In Planning for the Worst, Matt Yglesias wrote that the White house should plan for "a true worst case scenario of deliberate economic sabotage."

So why aren't the "lame duck" Democrats voting every needed program that they can into being before the January changeover? The Rethugs surely would be pushing their agenda every second they held the power and were in the same place. (And they have historically.) Are we still too "prim-and-proper" not to take the actions that we know will save the country more heart ache and suffering? Suzan ___________________

2 comments:

Tom Harper said...

I've gotta read Griftopia. My wife bought it and she's already read it. She says as infuriating as the information is, it brings everything into focus. All the financial mumbo jumbo and gobbledegook gets spelled out clearly enough for the layperson to understand.

Wall Street knew what they were doing then they came up with all these schemes that are too convoluted for anyone to understand, let alone regulate. Most people (myself included) yawn and turn the page when there are too many big words like derivatives and securitization.

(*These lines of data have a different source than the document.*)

PR #241, opened 2018-02-12
Tolerate .Rproj files in the session temp dir

jennybc:
I suffer from this frequently when other activities have left a stray `.Rproj` file in the session temp directory. ~~Is this kosher? No one should be putting anything of value there, right?~~

### DIFF
--- a/R/create.R
+++ b/R/create.R
@@ -197,6 +197,14 @@ check_not_nested <- function(path, name) {
     return()
   }
 
+  ## special case: allow nested project if
+  ## 1) is_testing()
+  ## 2) proposed project name matches magic string we build into test projects
+  ## https://github.com/r-lib/usethis/pull/241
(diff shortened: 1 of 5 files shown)


hadley:
Hmmm, this is a little scary — I think I'd rather fix it with a special case in the function that checks if you're already in a project

jennybc:
I suppose I could exploit `is_testing()` here.

So, by special case, do you mean proceed with the creation of a nested project, without explicit user permission, if it appears we are running tests?

hadley:
I was thinking look for `/tmp` in the path, and skip checks if so. `is_testing()` would be another option.

jennybc:
I implemented the special case approach. I skip the "nested project ... are you sure?" check if we are testing AND a special string is built into the project name.

I think it would be awfully hard to do that by accident and I'm not deleting any files now.

Issue #239, opened 2018-02-11
support for binder?


uribo:
[Binder](https://mybinder.org/) (beta) provides a reproducible execution environment based on the GitHub repository. Also, supports badges  and generates a link to launch the repository in the following format:

```
[![Binder](https://mybinder.org/badge.svg)](https://mybinder.org/v2/gh/<user>/<repository>/master)
```

[![Binder](http://mybinder.org/badge.svg)](http://mybinder.org/v2/gh/binder-examples/dockerfile-rstudio/master)

I think that badge display is useful for a everyone in a single report or article. 
So I would like to add a `use_binder_badge()` function like `usethis::use_lifecycle_badge()`.

If you are positive about this feature, can I submit a draft proposal as pull request? 
What I'm thinking is adding a *Dockerfile* that can launch an rstudio session (use the official [imagefile](https://github.com/binder-examples/dockerfile-rstudio/blob/master/Dockerfile)), if there is no *Dockerfile* or *runtime.txt*, along with the code output for the badge.

batpigandme:
Point of clarification: are you proposing the integration of support for the binder _badge_ or binder on the whole? (No judgement either way, just trying to make sure I understand correctly 👍).

uribo:
Thank you for your reply. I will prepare for the pull request soon.

jennybc:
Thanks @uribo. Can you answer the question @batpigandme posed, before proceeding? Getting a PR for a badge is pretty different than for a Dockerfile. I'm not saying the latter is necessarily unwelcome, but it's a bigger responsibility re: maintenance.

uribo:
Sorry @jennybc @batpigandme 

What I mentioned was a request for a function to display a binder badge.
The latter topic, I would like to discuss when usethis package will integrate with docker in the future.

PR #242, opened 2018-02-12
Support a binder badge

uribo:
My Proposal is here #239 

Added new function `use_binder_badge()` that prints out [Binder](https://mybinder.org/) badge.


R/badge.R
```diff
@@ -78,6 +78,32 @@ stages <- c(
   questioning = "blue"
 )
 
+#' Create a Binder badge
+#'
+#' This prints out the markdown which will display a Binder "badge", indicating
+#' launch build your repository source codes on Binder <https://mybinder.org/>.
```
jennybc: This part of the sentence still doesn't make sense to me:

> indicating launch build your repository source codes on Binder

I visited <https://mybinder.org> and tried to understand what's going on. Does this sound correct?

> indicating that your repository can be launched in an executable environment on <https://mybinder.org/>.

If that's OK, let's use that wording (or something similar).

R/badge.R
```diff
@@ -78,6 +78,32 @@ stages <- c(
...
+#'
+#' @export
+use_binder_badge <- function() {
+
+  if (uses_git(path = proj_get()) == TRUE) {
```
jennybc: You don't need the `== TRUE`. `uses_git()` already returns either `TRUE` or `FALSE`.

Also, I wonder if this should be `uses_github()` in this case?

jennybc:
Will you also add a bullet to NEWS.md?

R/badge.R
uribo: Thank you for your suggestion. That is the tidy phrase :)

R/badge.R
uribo: Hmm. Indeed, I might as well change to `uses_github()` as you say.

[Here](https://github.com/r-lib/usethis/blob/d12b3f14c24768c65aa2abf147f1a2951c500a14/R/github.R#L72), `uses_github()` is used the same way.

uribo:
Done. But I'm sorry, lowered coverage.

jennybc:
Thanks!

PR #247, opened 2018-02-13
Adds single function for creating tidy GitHub templates

batpigandme:
* Adds `use_tidy_github()` as a stand-alone function for tidyverse templates in the `.github/` directory.
* Adds test for same (following the model/copying and pasting from Jenny's individual tidy function tests).
* Does not: 
  - Delete the other functions yet, since I wanted to make sure this was ~the right direction first…
  - Add a _new_ NEWS bullet, since it's not user-facing.


NEWS.md
```diff
@@ -6,7 +6,7 @@
 
 * `create_package()` and `create_project()` return a normalized path, even if target directory does not pre-exist (#227, #228).
 
-* "Tidy" GitHub templates are placed in a `.github/` subdirectory (#165 @batpigandme)
+* "Tidy" GitHub templates are placed in a `.github/` subdirectory (#165 @batpigandme).
```
jennybc: I know I wrote this sentence. But perhaps it should say "tidyverse GitHub templates". The templates themselves are neither tidy nor untidy.

R/tidyverse.R
```diff
@@ -32,6 +32,10 @@
 #' * `use_tidy_community()`: wrapper function around contributing, issues,
 #'   support, and code of conduct functions.
 #'
+#' * `use_tidy_github()`: creates standard tidyverse: issue template,
+#'   support resources document, contributing guidelines, and code of conduct in
+#'   an `.github/` subdirectory.
+#'
```
jennybc: creates standard tidyverse ?missing word?: issue template, ...

R/tidyverse.R
```diff
@@ -203,3 +207,45 @@ use_tidy_community <- function() {
   use_tidy_support()
   use_tidy_coc()
 }
+
+
+#' @export
+#' @rdname tidyverse
+use_tidy_github <- function() {
+  check_uses_github()
+  check_uses_travis()
```
jennybc: Are we going to be sad that travis must be setup before one can use this?

jennybc:
> Does not:
> Delete the other functions yet, since I wanted to make sure this was ~the right direction first…

I defer to @hadley re: what he wants.

> Does not:
> Add a new NEWS bullet, since it's not user-facing.

Before this gets merged, I think the addition of this function should appear in NEWS. And, if it happens, the removal of the individual functions.

R/tidyverse.R
batpigandme:
```
creates standard tidyverse (then the colon was for the beginning of a list) issue template, support resources document…
```
I could easily just kill that colon though. It _does_ look super confusing in monospace.

I swapped "a" and "an" like three or four times (including changing the order to `a subdirectory, .github/` to avoid the issue entirely)…I'll put it back to "a."

batpigandme:
Made changes for _most_ of @jennybc's comments.

Proposal: Remove the current `use_tidy_community()` and rename this new function (`use_tidy_github()`) `use_tidy_community()`. They, in effect, do the same thing, and it occured to me that `use_tidy_github()` ~sounds like it involves more github setup than it actually does.

Once we decide whether to remove the individual functions and/or change the name up, I'll add a NEWS bullet reflecting same.

_Sorry if this half-baked PR thing is a pain. 😔 In retrospect it might have been easier for you if I worked this one over more in issues, and referenced code in my branch…_

PR #249, opened 2018-02-14
Work on use_github_labels()

jennybc:
* Export ~~`gh_labels()`~~ `tidy_labels()` which returns named vector of in-house standard labels and colours
  * Add `labels` argument, in case anyone wants something other than ~~`gh_labels()`~~ `tidy_labels()`
  * Fix buglet that prevented modification of exactly 1 colour + handle a length-0 edge case
  * Add "good first issue" and "help wanted", with GitHub default colours (now tweaked)
  * ~~Adopt GitHub default colours for "bug" (just a different red) and "feature" (the light blue they use for "enhancement")~~
  * Beefed up the docs
  * Styled with styler

This repo has had this version of `use_github_labels()` called on it, so here's the effect:
https://github.com/r-lib/usethis/labels


R/github-labels.R
```diff
@@ -1,22 +1,41 @@
...
-#' This function creates new labels and changes colours (if needed).
-#' It does not generally remove labels, unless you explicit ask to
-#' remove GitHub's defaults.
+#' @description `use_github_labels()` creates new labels and/or changes label
+#' colours. It does not generally remove labels, unless you explicitly ask to
+#' remove the default GitHub labels that are not present in the labels you
+#' provide via `labels`.
 #'
-#' @param delete_default If `TRUE`, will remove default labels.
+#' `gh_labels()` returns the labels and colours commonly used by tidyverse
```
hadley: Should this include `tidy` since it's a tidyverse convention?

R/github-labels.R
```diff
@@ -1,22 +1,41 @@
-#' Create standard github labels for labelling issues.
+#' Manage GitHub issue labels.
 #'
-#' This function creates new labels and changes colours (if needed).
-#' It does not generally remove labels, unless you explicit ask to
-#' remove GitHub's defaults.
+#' @description `use_github_labels()` creates new labels and/or changes label
+#' colours. It does not generally remove labels, unless you explicitly ask to
```
hadley: unless explicitly requested with `remove = TRUE`?

R/github-labels.R
```diff
@@ -1,22 +1,41 @@
...
+#' @rdname use_github_labels
 #' @export
-use_github_labels <- function(delete_default = FALSE,
+#' @examples
+#' \dontrun{
+#' ## typical use in, e.g., a new tidyverse project
+#' use_github_labels(delete_default = TRUE)
+#' }
+use_github_labels <- function(labels = gh_labels(),
+                              delete_default = FALSE,
```
hadley: Should this be `remove = FALSE`?

R/github-labels.R
```diff
@@ -25,51 +44,51 @@ use_github_labels <- function(delete_default = FALSE,
...
 
-  if (delete_default) {
-    default <- vapply(labels, "[[", "default", FUN.VALUE = logical(1))
-    def_labels <- setdiff(cur_labels[default], names(gh_labels))
+  if (delete_default && length(cur_labels) > 0) {
+    default <- vapply(cur_labels, "[[", "default", FUN.VALUE = logical(1))
+    def_labels <- setdiff(cur_label_names[default], names(labels))
 
     if (length(def_labels) > 0) {
       done("Removing default labels: ", collapse(value(def_labels)))
```
hadley: default -> other ?

R/github-labels.R
```diff
@@ -81,11 +100,17 @@ use_github_labels <- function(delete_default = FALSE,
...
-  "bug" =         "e02a2a",
-  "feature" =     "009800",
-  "reprex" =      "eb6420",
-  "wip" =         "eb6420",
-  "docs" =        "0052cc",
-  "performance" = "fbca04"
-)
+#' @rdname use_github_labels
+#' @export
+gh_labels <- function() {
```
hadley: I don't love the current colours, but I find the new colours ugly 😞

R/github-labels.R
jennybc: Are you suggesting that `remove = TRUE` requests to drop labels that are not present in `labels`, regardless of whether they are GitHub defaults?

Based on my interactions with usethis labels while working on this, that would create more work. For example, pretty sure I would have accidentally deleted the [non-package label](https://github.com/r-lib/usethis/labels/non-package) by now.

R/github-labels.R
jennybc: `gh_labels()` --> `tidy_labels()` in 7d7a544719593807769a86af06e4052ca2ff697b

R/github-labels.R
jennybc: Reworded to be mention `delete_default = TRUE`

R/github-labels.R
jennybc: Now reads "Removing labels", which should stand the test of time.

jennybc:
> Would the docs for this function be a good place to park out descriptions of when to use the different labels?

Yes, I opened #252 for that. We could merge this in the meantime.

I reverted the color changes and picked a nicer violet for "good first issue". This repo has had this version of `use_github_labels()` called on it, so here's the effect:
https://github.com/r-lib/usethis/labels

Can I merge? It's easy to tweak colours in future.

R/github-labels.R
jennybc: I reverted the changes to existing colours.

PR #937, opened 2019-11-14
Do not append a newline to the lines

jimhester:
rlang::inform() already appends a newline

### DIFF
--- a/R/ui.R
+++ b/R/ui.R
@@ -271,7 +271,7 @@ cat_line <- function(..., quiet = getOption("usethis.quiet", default = FALSE)) {
     return(invisible())
   }
 
-  lines <- paste0(..., "\n")
+  lines <- paste0(...)
   rlang::inform(lines)
 
   invisible()


jennybc:
Thanks!

krlmlr:
@lionel-: Does `inform()` still append newlines? I see this with most recent rlang and usethis:

``` r
usethis::create_project(tempdir())
#> ✔ Setting active project to '/tmp/RtmppOB7bf'✔ Creating 'R/'✔ Writing a sentinel
#> file '.here'● Build robust paths within your project via `here::here()`●
#> Learn more at <https://here.r-lib.org>✔ Setting active project to '<no active
#> project>'
```

<sup>Created on 2019-12-28 by the [reprex package](https://reprex.tidyverse.org) (v0.3.0)</sup>

Note how ✔ and ● are missing a newline before.

This only happens with knitr, presumably because something else appends a newline if it is missing in interactive sessions.

This behavior is introduced with this pull request. I haven't tested older rlang versions. Do we need to revert?

lionel-:
This is strange, looking at the code I don't see anything that could cause missing newlines in non-interactive sessions. When I run `R -e "rlang::inform('foo'); rlang::inform('bar')"`, the whitespace looks correct as well.

jimhester:
You can reproduce this outside of usethis with the following (I was using the current CRAN release of rlang)

``` r
f <- function() {
  rlang::inform("hi")
  rlang::inform("ho")
}
f()
#> hiho
#> NULL
```

<sup>Created on 2019-12-30 by the [reprex package](https://reprex.tidyverse.org) (v0.3.0)</sup>

Since reprex uses knitr you get the concatenation behavior described.

But if you run that same code in the interactive console or via the command line the newlines are added appropriately. The rlang behavior seems equivalent to `message(appendLF = FALSE)`, but _only_ when run under knitr...

lionel-:
Ah I know what it is, newline is appended when cat'ing output but not in the condition message. knitr uses `evaluate::evaluate()` which captures conditions, hence the missing newline.

jimhester:
Yeah, that makes sense, thanks for opening the issue!

jennybc:
So I should not do anything, right? usethis just provided the demo of the problem, but it lives and must be addressed in rlang.

lionel-:
Right I will fix it in rlang.

lionel-:
Now fixed, I plan to release rlang early next week.

PR #945, opened 2019-11-22
Link GitHub Actions badge to repo URL

### LINKED ISSUE #944: Do not link to the actions tab from the actions badge.
The actions tab is only available (even for public repos) if you are logged into GitHub. So having the badge link to it generates a 404 when running R CMD check.

We need to change the badge link to something else, I guess just the repo URL...

DavisVaughan:
Closes #944 

Linking directly to the GitHub Actions page on the repo will 404 if you are not signed into GitHub, which makes CRAN check unhappy.

i.e. try going here in an incognito window:
https://github.com/r-lib/vctrs/actions?workflow=R-CMD-check

The suggestion in #944 is just to link to the repo URL, so that is what I've done here.

### DIFF
--- a/R/github-actions.R
+++ b/R/github-actions.R
@@ -46,10 +46,9 @@ use_github_actions_badge <- function(name = "R-CMD-check") {
   check_uses_github()
 
   name <- utils::URLencode(name)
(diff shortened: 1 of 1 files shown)


jennybc:
Thanks!

PR #958, opened 2019-12-13
export use_github_action function

smwindecker:
Discussed with @jimhester this morning at ozunconf that this functionality to call actions from marketplace url's should be exported


jimhester:
LGTM, thanks @smwindecker!

jennybc:
@smwindecker I think you need to run `devtools::document()` to that the new export causes the requisite change in `NAMESPACE`.

I'll eventually do this myself and merge, but if you do it first, even better.

jimhester:
@jennybc the namespace already has the change in this PR unless I am missing something https://github.com/r-lib/usethis/pull/958/files#diff-7347fe5a0f184f79ef064e92e3beb297R106

jennybc:
> @jennybc the namespace already has the change in this PR unless I am missing something

Oh, that's odd, isn't it 🤔? I mean ... how did that happen? I was just looking at this PR in isolation.

jennybc:
Oh, sorry. Nevermind all.

smwindecker:
Thanks @jennybc! Yes not sure why it looked like a check had failed. I felt pretty confident leaving it though, as I knew the documentation was updated.

jennybc:
The travis failure is some other, unrelated thing. This looks like an intermittent failure, plus there are at least 2 other travis gremlins lurking this week. No worries.

PR #968, opened 2020-01-02
`pr_finish()`: Check if remote tracking branch still exists

### LINKED ISSUE #950: `pr_finish()`: Delete local branch if remote was deleted
When the remote has been deleted and I run `git pull` before `pr_finish()`, I get the following

```r
Error in git2r::fetch(repo, name = remref_remote(remref), credentials = credentials,  : 
  Error in 'git2r_remote_fetch': 'name' must be a character vector of length one with non NA value
```

1. PR gets merged on GH and the branch is deleted
2. Running `git pull` (the deleted remote branch is fetched)
3. When calling `pr_finish()` now, it errors with the msg above because the remote was removed during the `git pull` call

This happens quite often when working on multiple machines. When finishing the PR on one machine, I do not immediately run `pr_finish()` on the other one. Instead I pull first and then run into the problem described above. 
Happy to do a PR if it would be accepted.

## Proposal

`pr_finish()` should check if the remote still exists and (if not) only delete the local branch.

pat-s:
fixes #950 

Tested it on a case where the remote branch was already deleted but the local branch was still present -> worked.

### DIFF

We need people like Matt Taibbi to clarify these things and make them interesting.

Cirze said...

Thanks for the comment, Tom!

People who've been reading my blog know that I've been spelling out exactly what has happened very simply since 2006 or so.

I've never bought the argument that such exquisite complication in derivatives, etc., has been accidental.

I've always said if it didn't make Big Money (no matter the ultimate consequences) for those on top, there would have been no derivatives.

And the so-called "final" comprehension that arose when Bush (of energy and war payouts) and Paulson (of Goldman Sachs payouts) went on TV in September of 2008 (right before Bush had to give the Presidency to the very dark candidate) to announce that there was no choice but to make the taxpayers serve as the last part of the chain of profits (payoffs)?

Ha!

Totally expected.

(Not that complicated then, was it?)

Don't believe their shaky explanations !!!!!!

And hold their feet to the fire.

Or else.

(See what's happening to the rest of the safety net here as they struggle to make you feel responsible for their wars and financial chicanery.)

S

We need people like Matt Taibbi to clarify these things and make them interesting.